_WORK INSTRUCTIONS_
Print every line of the material exactly.

↓↓↓

PR #162, opened 2017-07-21
Add helptypes in a way similar to issues

Pomax:
addresses the server side of https://github.com/mozilla/network-pulse/issues/601


Pomax:
- README: absolutely, let me update the PR
- naming conventions: the internet tends to favour lowecasewords as well as words-with-hyphens, so that's mostly what we're using. Relying on case sensitivity InThisWay is generally a bad idea since not every OS and httpd even supports case sensitivity, and snake case is really just for programmers... it's a python convention (I only just realised that that snake case makes sense because a python is a kind of snake... wat)  but should not make its way into API urls.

↑↑↑

_TASK RESPONSE_
PR #162, opened 2017-07-21
Add helptypes in a way similar to issues

Pomax:
addresses the server side of https://github.com/mozilla/network-pulse/issues/601


Pomax:
- README: absolutely, let me update the PR
- naming conventions: the internet tends to favour lowecasewords as well as words-with-hyphens, so that's mostly what we're using. Relying on case sensitivity InThisWay is generally a bad idea since not every OS and httpd even supports case sensitivity, and snake case is really just for programmers... it's a python convention (I only just realised that that snake case makes sense because a python is a kind of snake... wat)  but should not make its way into API urls.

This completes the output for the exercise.